PR #277, opened 2021-02-13
Allow preservation of existing order of entry fields in writer

alexreg:
This should be fairly self-explanatory. I couldn't immediately see why `display_order = reversed(entry)` is correct to preserve the pre-existing order of fields, but it seems to work reliably.

### DIFF
--- a/bibtexparser/bwriter.py
+++ b/bibtexparser/bwriter.py
@@ -114,19 +114,20 @@ class BibTexWriter(object):
         return bibtex
 
     def _entry_to_bibtex(self, entry):
+        from io import StringIO
         from itertools import chain
 
-        bibtex = ''
+        bibtex = StringIO()
         # Write BibTeX key
-        bibtex += '@' + entry['ENTRYTYPE'] + '{' + entry['ID']
+        bibtex.write('@' + entry['ENTRYTYPE'] + '{' + entry['ID'])
 
         if self.display_order is not None:
             # create display_order of fields for this entry
             # first those keys which are both in self.display_order and in entry.keys
             # then all the other fields sorted alphabetically
             display_order = chain(
-                i for i in self.display_order if i in entry,
-                i for i in sorted(entry) if i not in self.display_order)
+                (i for i in self.display_order if i in entry),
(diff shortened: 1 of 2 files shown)


alexreg:
FYI I added a new test, so coveralls shouldn't be complaining now, though I think it forgot to rerun.

tdegeus:
Is this aimed at preserving 
```
@article{foo,
 title = {I would like to change as few as possible for version management},
 year = {20202}
 author = {Foo, B.},
}
```
(the order of `title`, `year`, `author` in this example).
That would be amazing for version management!

MiWeiss:
Hi @alexreg, and sorry for the wait :-)

I just started helping this repo a bit with maintenance and I'd like to get this merged. Are you still interested in working on this PR? If so, a few remarks:

You asked why reversing the dict gives the original order. I guess that's caused by [this line](https://github.com/sciunto-org/python-bibtexparser/blob/master/bibtexparser/bibtexexpression.py#L191), where the fields found in pyparsing are reversed. They are later stored in a dict, which, as of python3.7 are [guaranteed](https://mail.python.org/pipermail/python-dev/2017-December/151283.html) to preserve order. 

A few comments on your PR, before going into a deeper review:
- Please resolve merge conflicts.
- Please move the tidying of the literals in the test into a separate PR. 
- Please document your changes in the corresponding docstring.
- Python versions pre-dating 3.7 reached EOL, hence I guess we can continue working with `dict` instead of `OrderedDict`. But we may want to raise a warning if your enhancement is called (i.e, `display_order` set to `None`) with previous python versions. What do you think?

If you're not interested in continuing with this, please give me a quick heads-up - I'll hope to find someone else, then :-)

alexreg:
@MiWeiss Thanks for your response. I'm afraid I don't have the time to rework this PR right now (and I haven't been using this library lately), so if you could find someone else, that would be great.

MiWeiss:
Thanks a lot for getting back with me so quickly!

michaelfruth:
I can take this feature 👍.

MiWeiss:
Replaced in #317 by @michaelfruth. Thanks 👍

PR #363, opened 2020-06-22
[v2] Fix all alignment issues when using make_shared

ProfFan:
#361 but based on develop

---
This change is [Reviewable](https://reviewable.io/reviews/borglab/gtsam/363)


ProfFan:
Travis is failing because numpy now requires Python 3.6...

ProfFan:
@dellaert @varunagrawal Could you do a quick review on this? I would still like to convert other classes to use `GTSAM_MAKE_ALIGNED` later, as we need this to get Frob PR #360  merged...

gtsam/base/make_shared.h
```diff
@@ -0,0 +1,51 @@
...
+#if __cplusplus <= 201103L
+namespace gtsam {
+  template<bool B, class T = void>
+  using enable_if_t = typename std::enable_if<B, T>::type;
+}
+#endif
+
+namespace gtsam {
+
+  /// Add our own `make_shared` as a layer of wrapping on `boost::make_shared`
```
dellaert, line 37: Explain why, where this will be called, and what problem it is solving

gtsam/base/types.h
```diff
@@ -230,3 +230,30 @@ namespace std {
...
+  };
+
+}
+
+/**
+ * This is necessary for the Cython wrapper to work properly, and possibly reduce future misalignment problems.
+ */
+#define GTSAM_MAKE_ALIGNED_OPERATOR_NEW \
+  EIGEN_MAKE_ALIGNED_OPERATOR_NEW \
+  using _custom_allocator_type_trait = void;
```
dellaert, line 259: add newline

gtsam/base/types.h
```diff
@@ -230,3 +230,30 @@ namespace std {
...
 #endif
+
+namespace gtsam {
+
+  /**
+   * A trait to mark classes that need special alignment.
+   * This is required to make boost::make_shared and etc respect alignment, which is essential for the Python
+   * wrappers to work properly.
+   */
+#if __cplusplus < 201703L
```
dellaert, line 241: Is c++17 not backwards compatible with c++11? If so, is this not superfluous? If not, we would need to add CI to ensure compatibility with c++17, which we are not doing at the moment, and so this is probably not needed, either.

gtsam/base/types.h
```diff
@@ -230,3 +230,30 @@ namespace std {
...
+  template<typename ...> using void_t = void;
+#endif
+
+  template<typename, typename = void_t<>>
+  struct has_custom_allocator : std::false_type {
```
dellaert, line 246: The name `has_custom_allocator` is misleading. Really, above you are using `Eigen::aligned_allocator`.  I propose 

has_custom_allocator -> needs_eigen_aligned_allocator

_custom_allocator_type_trait -> _eigen_aligned_allocator_trait

gtsam/base/types.h
```diff
@@ -230,3 +230,30 @@ namespace std {
...
+  /**
+   * A trait to mark classes that need special alignment.
+   * This is required to make boost::make_shared and etc respect alignment, which is essential for the Python
+   * wrappers to work properly.
+   */
+#if __cplusplus < 201703L
+  template<typename ...> using void_t = void;
+#endif
+
+  template<typename, typename = void_t<>>
```
dellaert, line 245: Explain how it works, move the macro below *above* this so you can refer to it in your explanation

gtsam/base/types.h
```diff
@@ -230,3 +230,30 @@ namespace std {
...
+  struct has_custom_allocator : std::false_type {
+  };
+  template<typename T>
+  struct has_custom_allocator<T, void_t<typename T::_custom_allocator_type_trait>> : std::true_type {
+  };
+
+}
+
+/**
+ * This is necessary for the Cython wrapper to work properly, and possibly reduce future misalignment problems.
```
dellaert, line 255: This says why it is needed, but not how it works, and who is supposed to use it when. A link to the Eigen page on alignment would be nice, and finally, make sure you clang-format.

dellaert:
if you want to merge it, you need to do it right :-) I just left a more extensive review.
GitHub <notifications@github.com> wrote:
“@dellaert@varunagrawal Could you do a quick review on this? I would still like to convert other classes to use GTSAM_MAKE_ALIGNED later, as we need this to get Frob PR #360 merged...”

gtsam/base/make_shared.h
```diff
@@ -0,0 +1,51 @@
...
+
+#include <gtsam/base/types.h>
+
+#include <Eigen/Core>
+
+#include <boost/make_shared.hpp>
+
+#include <type_traits>
+
+#if __cplusplus <= 201103L
```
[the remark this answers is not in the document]
ProfFan: I removed the ifdef, since we are doing this in our own namespace there is no need to.

gtsam/base/make_shared.h
ProfFan: Done

gtsam/base/types.h
ProfFan: done

gtsam/base/types.h
ProfFan: I removed the ifdef, since we are doing this in our own namespace there is no need to.

gtsam/base/types.h
ProfFan: done

gtsam/base/types.h
ProfFan: I added docs below

gtsam/base/types.h
ProfFan: done

gtsam/base/make_shared.h
```diff
@@ -0,0 +1,55 @@
...
+
+#include <gtsam/base/types.h>
+
+#include <Eigen/Core>
+
+#include <boost/make_shared.hpp>
+
+#include <type_traits>
+
+namespace gtsam {
```
dellaert, line 28: document

gtsam/base/make_shared.h
```diff
@@ -0,0 +1,55 @@
...
+  template<bool B, class T = void>
+  using enable_if_t = typename std::enable_if<B, T>::type;
+}
+
+namespace gtsam {
+
+  /** Add our own `make_shared` as a layer of wrapping on `boost::make_shared`
+   * This solves the problem with the stock `make_shared` that custom alignment is not respected, causing SEGFAULTs
+   * at runtime, which is notoriously hard to debug.
+   *
```
dellaert, line 38: still does not make connection with type trait.  Say that `needs_eigen_aligned_allocator<T>::value` will evaluate to True if `using _eigen_aligned_allocator_trait = void` is present in class, and that this is automatically added by the `GTSAM_MAKE_ALIGNED_OPERATOR_NEW` macro.

gtsam/base/types.h
```diff
@@ -230,3 +230,31 @@ namespace std {
...
 #undef ERROR
 #endif
+
+namespace gtsam {
+
+  /// Convenience void_t as we assume C++11, it will not conflict the std one in C++17 as this is in `gtsam::`
+  template<typename ...> using void_t = void;
+
+  /**
+   * A SFINAE trait to mark classes that need special alignment.
```
dellaert, line 240: Explain :-)

gtsam/base/make_shared.h
ProfFan: done

gtsam/base/make_shared.h
ProfFan: done

gtsam/base/types.h
ProfFan: done

ProfFan:
@dellaert  done :)

PR #364, opened 2020-06-22
Export Cython Install Path

varunagrawal:
Export cython install path so it can be picked up by other cmake projects.

Simple 1 line change.

---
This change is [Reviewable](https://reviewable.io/reviews/borglab/gtsam/364)


ProfFan:
Quoting #363, Travis is failing because numpy now requires Python 3.6, a suprising move...

PR #365, opened 2020-06-22
Reworked IMU examples

varunagrawal:
This change is [Reviewable](https://reviewable.io/reviews/borglab/gtsam/365)

- Formatted and updated all the IMU examples to make them cleaner.
- Renamed `ImuFactorExample2.py` to `ImuFactorISAM2Example.py`.
- Added separate example for `CombinedImuFactor`.
- Added better command line option parsing to both Python (`argparse`) and C++ (`boost::program_options`) examples.


varunagrawal:
I've already updated the pybind version of this.

examples/CombinedImuFactorsExample.cpp
```diff
@@ -0,0 +1,287 @@
...
+  double output_time = 0.0;
+  double dt = 0.005;  // The real system has noise, but here, results are nearly
+                      // exactly the same, so keeping this for simplicity.
+
+  // All priors have been set up, now iterate through the data file.
+  while (file.good()) {
+    // Parse out first value
+    string value;
+    getline(file, value, ',');
+    int type = atoi(value.c_str());
```
jlblancoc, line 207: Probably being picky but... it catches my eye the use of "old C" atoi() atof()... there are the alternatives std::stoi(), std::stof(), etc.

varunagrawal: Yes, you're right. I wasn't paying too much attention to detail in the code itself since it works well, but this is the kind of technical debt this PR is aiming to address. :slightly_smiling_face:

ProfFan:
@varunagrawal Ping

PR #366, opened 2020-06-23
Set minimum supported numpy version

varunagrawal:
Set the minimum numpy version to `1.11.0` aka the version provided via the Xenial debian package to provide a baseline for minimum support.

---
This change is [Reviewable](https://reviewable.io/reviews/borglab/gtsam/366)

### DIFF
--- a/.travis.python.sh
+++ b/.travis.python.sh
@@ -17,8 +17,7 @@ fi
 
 CURRDIR=$(pwd)
 
-# Explicitly install packages so we are consistent with the system installed python version
-sudo $PYTHON -m pip install Cython>=0.25.2 backports_abc>=0.5
+sudo $PYTHON -m pip install -r ./cython/requirements.txt
 
 mkdir $CURRDIR/build
 cd $CURRDIR/build
--- a/.travis.python.sh
+++ b/.travis.python.sh
@@ -17,7 +17,8 @@ fi
 
 CURRDIR=$(pwd)
 
-sudo $PYTHON -m pip install -r ./cython/requirements.txt
+# Explicitly install packages so we are consistent with the system installed python version
+sudo $PYTHON -m pip install Cython>=0.25.2 backports_abc>=0.5
 
 mkdir $CURRDIR/build
 cd $CURRDIR/build
--- a/.travis.yml
+++ b/.travis.yml
@@ -9,13 +9,12 @@ addons:
     - ubuntu-toolchain-r-test
     - sourceline: 'deb http://apt.llvm.org/xenial/ llvm-toolchain-xenial-9 main'
       key_url: 'https://apt.llvm.org/llvm-snapshot.gpg.key'
-    - deadsnakes
     packages:
     - g++-9
     - clang-9
     - build-essential pkg-config
     - cmake
-    - python3.6 python3.6-dev
+    - python3-dev libpython-dev
     - libboost-all-dev
 
 # before_install:
--- a/.travis.yml
+++ b/.travis.yml
@@ -15,6 +15,7 @@ addons:
     - build-essential pkg-config
     - cmake
     - python3-dev libpython-dev
+    - python3-numpy
     - libboost-all-dev
 
 # before_install:
--- a/.travis.yml
+++ b/.travis.yml
@@ -1,21 +1,20 @@
 language: cpp
 cache: ccache
 sudo: required
-dist: xenial
+dist: bionic
 
 addons:
   apt:
     sources:
     - ubuntu-toolchain-r-test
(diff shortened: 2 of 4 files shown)


ProfFan:
I am not sure if we should do this, or update our base to 18.04, or install numpy from the 16.04 official source `python3-numpy`?

varunagrawal:
I am not a fan of updating the base to `18.04` since a lot of users are presumably still on `16.04`.  Since 16.04 is technically supported till April 2021, I don't foresee people updating any time soon.

As for using `python3-numpy`, again not a fan since that is not platform independent. Installing via pip and the `requirements.txt` is the most general form.

varunagrawal:
I am sure you know I would love to use 18.04 instead of 16.04. Xenial has caused me enough headaches to last a while.

ProfFan:
Yeah I totally understand :) My argument here is that we may want to keep compatibility with 16.04, as some of our clients may be still using some embedded robot system that is stuck in 16.04...

varunagrawal:
That's a great point. In that case I guess we should figure out a way to pin a specific version of numpy.

varunagrawal:
@dellaert @ProfFan after sleeping on it, I feel the best mode of action is a simple travis image update to Ubuntu 18.04. Given that it's less than a year till 16.04 is no longer supported, we should leave the onus of managing that dependency to downstream users.

dellaert:
Uhm, no, we can’t in general just push the problem to users. So, that’s not a good argument.

We have to decide what version of numpy and Ubuntu we support with GTSAM. I think indeed 16.04 should continue to work. It seems it works just fine, so I see no reason to bump. And, before you say numpy,  I don’t actually understand why numpy matters for Travis as I thought we did python build/checking with GitHub actions now?

varunagrawal:
It's not really a problem per se. The `requirements.txt` in the `cython` directory just pulls the latest numpy and numpy 1.19.0 drops support for Python 3.5 and below. Users of Xenial will just have to use numpy 1.18.4, which I imagine their requirements.txt should already account for despite [this comic](https://xkcd.com/1987/).

Regarding Github Actions, I don't know what the status on that is, and what is the migration plan thus far. I don't want to stretch @ProfFan too thin since he's already overloaded with the wrapper and SwiftFusion, and Github Actions is low hanging fruit.

This issue though is blocking all our other PRs so we should resolve it ASAP.

It seems like we have 3 options:

1. Update Travis to Bionic.
2. Use the `deadsnakes` PPA and use Python 3.6 by default in the test environment.
3. Restrict testing to a numpy version < 1.19.0.

Thoughts?

dellaert:
We should be testing what our minimum requirement is. I suggest it is Ubuntu 16.04, and the lowest version of python and numpy that work with our current code, as I am assuming later versions of python and numpy are backwards compatible. We should find out out, use that for testing, and document in GTSAM documentation :-)

dellaert:
And, my question about github actions?

ProfFan:
I think after the discussion here the solution should be use the `python3-pip` package in the distribution. @dellaert @varunagrawal What do you think? We need to move forward fast as this is blocking CI for other PRs.

dellaert:
@ProfFan I already said what I think above. Explain how your proposal is compatible with that.

ProfFan:
> @ProfFan I already said what I think above. Explain how your proposal is compatible with that.

Yeah in that spirit, we do the following:
1. Stay on `xenial`;
2. add `sudo apt-get install python3-numpy` (numpy included in the official repo) to the build script before `pip3 install -r requirements.txt`
3. Done.

dellaert:
OK, this is not quite what I said, as the python and numpy version that *actually* work might be lower. So you are proposing to use whatever comes with 16.04 as the minimum version requirement?

varunagrawal:
@ProfFan's suggestion seems reasonable. It uses numpy v1.11 (which is ancient at this point). The only thing I am concerned about is that there have been a lot of bug fixes ever since, which made me want to suggest v1.14.5.

I can run a quick docker container and run the failing test config to verify.

dellaert:
bug fixes are irrelevant to us if they don't trigger any of our unit tests :-)

varunagrawal:
Yup, agreed. Hence the quick check on docker before I make the necessary changes. :)

varunagrawal:
@ProfFan @dellaert unittests pass for 1.11.0. I have made the necessary updates to this PR.

varunagrawal:
@dellaert @ProfFan can you please review?

dellaert:
Delegating @ProfFan to do *thorough* review :-)

ProfFan:
@varunagrawal

PR #370, opened 2020-06-25
Minor Updates

varunagrawal:
1. Fixed a CMake status message.
2. Wrapped the `biasHat` function.
3. ~~Added a `.gitignore` file for the `cmake` directory to help when building the sample projects.~~

---
This change is [Reviewable](https://reviewable.io/reviews/borglab/gtsam/370)


cmake/.gitignore
```diff
@@ -0,0 +1 @@
+**/build
```
dellaert, line 1: Should not be necessary

varunagrawal: Yeah I just thought it was a nice to have to help keep workspaces clean. Doesn't do much otherwise.

Issue #377, opened 2020-07-07
MATLAB Wrapper Build Is Broken


mikesheffler:
The MATLAB wrapper build is broken. I'm without a Linux box right this second, so I can only confirm that that is the case on Windows. It appears to be just stuff that was either not updated or (not sure about this one) showed up early from another branch.

1) Serialization in `SOn.h`. There' some serialization code needed. I plucked some from `origin/feature/new_wrapper` and that seemed to do the trick.

2) Something to do with Frobenius factor. Possibly a CMake issue? There are unresolved external symbols related to FrobeniusFactor, the first of which is `ConvertPose3NoiseModel`. If you look at `gtsam.h`, there is

```
#include <gtsam/slam/FrobeniusFactor.h>
gtsam::noiseModel::Isotropic* ConvertPose3NoiseModel(
    gtsam::noiseModel::Base* model, size_t d);
```

I went to `FrobeniusFactor.h` to make sure that the function existed, but, what I found was that the file (and the accompanying `.cpp`) was in my file system but not in my solution, which makes me think 'CMake problem'. The `#include` statement in `gtsam.h` is pulling the `.h` in directly but not the `.cpp`. Locally, I just commented the `FrobeniusFactor` stuff out of `gtsam.h` which is almost certainly the wrong way to do it, but I wasn't sure what the real story is.

I need to get set up to do a pull request on github (I haven't done one since bitbucket), but, if anyone wants a preview of the `SOn.h` thing, the added lines are just:

```
// For save/load
#include <boost/serialization/split_member.hpp>

// This block is in
// class SO : public LieGroup<SO<N>, internal::DimensionSO(N)> {
// public :
  template <class Archive>
  friend void save(Archive&, SO&, const unsigned int);
  template <class Archive>
  friend void load(Archive&, SO&, const unsigned int);

/** Serialization function */
template<class Archive>
void serialize(
    Archive &ar, SOn &Q,
    const unsigned int file_version
){
  Matrix& M = Q.matrix_;
  ar & M;
}

```

I'll update when I actually have  a PR ready to go.

PR #378, opened 2020-07-07
Fix/matlab wrapper

mikesheffler:
Quick changes to get the MATLAB wrapper building.

@jlblancoc Per #377 , I think something is up with CMake and the FrobeniusFactor. You seem to be the CMake wizard, do you know why the Frobenius factor files might not turn up in a solution? I would have assumed that all of the files in `slam` were just added together automatically.

@ProfFan Also per #377 , the changes to `SOn.h` were just grabbed from `feature/new_wrapper`. Could you confirm that porting them over like this is appropriate?

---
This change is [Reviewable](https://reviewable.io/reviews/borglab/gtsam/378)

### DIFF
--- a/gtsam.h
+++ b/gtsam.h
@@ -2836,33 +2836,33 @@ virtual class KarcherMeanFactor : gtsam::NonlinearFactor {
   KarcherMeanFactor(const gtsam::KeyVector& keys);
 };
 
-#include <gtsam/slam/FrobeniusFactor.h>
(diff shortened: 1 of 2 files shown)


mikesheffler:
I built on Windows with the MATLAB toolbox enabled. My kluge for `FrobeniusFactor` could have Python side effects that I couldn't see.

mikesheffler:
I think I see what the problem is here. I'm going to withdraw this one and submit a new one.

Work instruction - Print only these lines, please. They run from the start of the entries above to the line containing "from itertools import chain", both ends included, and must match exactly.

Result for this exercise -
PR #277, opened 2021-02-13
Allow preservation of existing order of entry fields in writer

alexreg:
This should be fairly self-explanatory. I couldn't immediately see why `display_order = reversed(entry)` is correct to preserve the pre-existing order of fields, but it seems to work reliably.

### DIFF
--- a/bibtexparser/bwriter.py
+++ b/bibtexparser/bwriter.py
@@ -114,19 +114,20 @@ class BibTexWriter(object):
         return bibtex
 
     def _entry_to_bibtex(self, entry):
+        from io import StringIO
         from itertools import chain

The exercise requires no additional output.